EMPD is more common in women and is rare before age 40. In addition to the usual intertriginous areas, other sites in which it may be found include eyelids and ears. The lesions typically itch but rarely hurt; they do, however, inevitably grow larger and more extensive.
The histologic changes of EMPD are identical to those seen in mammary Paget’s disease, though the latter virtually always involves the areola and nipple. It also signals the presence of an underlying intraductal breast cancer.
The main teaching point to be gleaned from this case is the concept of “cancer presenting as a rash,” of which there are several examples: cutaneous T-cell lymphoma, B-cell lymphoma, metastatic breast cancer, superficial basal cell carcinoma, and intraepidermal squamous cell carcinoma (Bowen’s disease).
EMPD is especially prone to being overlooked, not only because groin rashes are so common but also because most skin cancers are “lesional” (ie, they take the form of a papule or nodule).
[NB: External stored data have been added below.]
PR #760, opened 2019-08-13
[Dataset] Tox21

VoVAllen:
## Description
@mufeili If you are fine with the code, I'll add the documentation soon.

## Checklist
- [ ] Code is well-documented

### DIFF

Any rash that proves to be unresponsive to ordinary treatment should be either referred to dermatology or biopsied.
TREATMENT
This patient was prescribed imiquimod 5% cream, to be applied three times a week, which has a good chance of clearing the condition (but only after three to four months of application). If this fails, the patient will be referred for Mohs surgery.
Even so, recurrences are common. About 25% of EMPD patients with underlying malignancies eventually die of their disease. For these reasons, the patient was referred back to his primary care provider for workup for a possible underlying malignancy.
A 60-year-old man is referred to dermatology for evaluation of a somewhat itchy, unilateral groin rash. For several years, it has waxed and waned, never completely resolving. Recently, the rash has grown in size, and the itching has intensified, causing the patient to lose sleep. The patient has tried several OTC and prescription topical medications for this problem: creams containing clotrimazole, tolnaftate, 1% hydrocortisone, and betamethasone/clotrimazole, as well as triple-antibiotic ointment and several different moisturizing creams and lotions. He also tried a two-week course of oral terbinafine (250 mg/d). Additional questioning reveals a history of atopy, eczema, and asthma as a child. There is a strong family history of similar problems. This strikingly red, blistery-appearing rash is palm-sized and confined to the right groin. It has a fairly well–defined, scaly border that is KOH-negative on microscopic examination. Within the borders of this lesion are several focal, shiny, somewhat atrophic areas in which no epidermal adnexae (pores, follicles, hair, skin lines) can be seen.